Minutes from the European Central Bank’s March meeting, due later in the day, are unlikely to include such hawkish plans, though they could offer insight into policymakers’ delicate balancing act to manage soaring inflation and slowing growth. 

The Fed’s tone seemed to offset a hawkish shift from Australia’s central bank earlier in the week and the Aussie was pulled down by about 0.8% overnight to sit at $0.7503. The kiwi sat at $0.6905. 

The stronger greenback had the yen hovering near a one-week low at 123.64 per dollar. Sterling was pinned at $1.3076. 

Full coverage: REUTERS 

Oil Gains $1 As Emergency Oil Release Seen As Band-aid 

Oil prices clawed back some losses on Thursday after tumbling more than 5% to a three-week low in the previous session after consuming nations announced a huge release of oil from emergency reserves to offset supply lost from Russia. 

Brent crude futures climbed $1.32, or 1.3%, to $102.39 a barrel at 0119 GMT, while U.S. West Texas Intermediate (WTI) crude futures rose $1.18, or 1.2%, to $97.41 a barrel. 

International Energy Agency member countries agreed to release 60 million barrels on top of a 180 million-barrel release announced by the United States last week to help drive down prices in a tight market following Russia’s invasion of Ukraine.  

Russia calls its actions in Ukraine a “special operation” to disarm its western neighbour. 

Analysts said even with the emergency oil stocks release, supply remained tight. 
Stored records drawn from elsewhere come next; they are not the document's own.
PR #1408, opened 2021-08-31
fix for arc watcher

simathih:


simathih:
> Why are we doing this change? Also Fikret had to [make a PR](https://github.com/Azure/azure-linux-extensions/pull/1382) a few months back to address a case where the wrong processes were killed because no checking was done as to which PIDs were being killed

cx is hitting:
Status messageExtension returned non-zero exit code for Enable: 1. Extension Message: Enable failed with error: a bytes-like object is required, not 'str' Stacktrace: Traceback (most recent call last): File "./agent.py", line 190, in main exit_code, output = operations[operation]() File "./agent.py", line 528, in enable start_arc_process() File "./agent.py", line 866, in start_arc_process stop_arc_watcher() File "./agent.py", line 919, in stop_arc_watcher if output and "arc" in output: TypeError: a bytes-like object is required, not 'str'

AzureMonitorAgent/agent.py
```diff
@@ -687,10 +687,17 @@ def stop_metrics_process():
...
+                # Verify the pid actually belongs to AMA metrics watcher.
+                cmd_file = os.path.join("/proc", str(pid.strip("\n")), "cmdline")
+                if os.path.exists(cmd_file):
+                    with open(cmd_file, "r") as pidf:
+                        cmdline = pidf.readlines()
+                        if cmdline[0].find("agent.py") >= 0 and cmdline[0].find("-metrics") >= 0:
+                            kill_cmd = "kill " + pid
+                            run_command_and_log(kill_cmd)
+
+             run_command_and_log("rm "+pids_filepath)
```
hestolz, line 700: nit this should probably be 1 level un-indentend

hestolz (approved):

PR #884, opened 2020-02-14
Use struct to handle group of messages

patrickelectric:
This is important to know if the message was received and correct initialized


patrickelectric:
@tcanabrava common variables are the common variables inside the ping protocol scope.
[Some messages exist under some specific messages](https://docs.bluerobotics.com/ping-protocol/pingmessage-common/), that's why I have created this next struct level.
This is not doing much now, but in a future PR I'll need to verify if this specific variables set are initialized or not (this is a result of old firmwares and legacy behaviour), besides of the async nature of the messages/sensor. 
I would like to organize this in a better way if possible, and somehow with a initialization field that could help the child class (ping and ping360) to identify if this variables are updated and available to be used.

PR #886, opened 2020-02-14
ping360: Use designator in initialization

patrickelectric:


tcanabrava:
but I don't think this works correctly in all compilers yet, let's check the error messages.

patrickelectric:
appveyor does not have Qt in MSVC 2019 image.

“In addition to the enormous global reserves release, demand destruction and recession are currently the only price-lowering mechanism in a world devoid of inventory buffers,” said Stephen Innes, managing director of SPI Asset Management. 

National Australia Bank analyst Baden Moore said the latest release plus the IEA’s coordinated release announced on March 1 equates to 1 million barrels per day in extra supply from May to the end of 2022, which would cap prices in the near-term. 

“The additional supply reduces the near-term upside risk to the market and likely avoids the need for refinery cuts in the near term,” Moore said in a note, before adding a note of caution, “but the need to restock reserves, expected in 2023, adds to the forward market tightness where the fundamental supply outlook remains unchanged, tilting the price risk to the upside.” 

Stalled indirect talks between Iran and the United States on reviving a 2015 agreement on Tehran’s nuclear program have further delayed the potential for sanctions on Iranian oil to be lifted, keeping the market tight.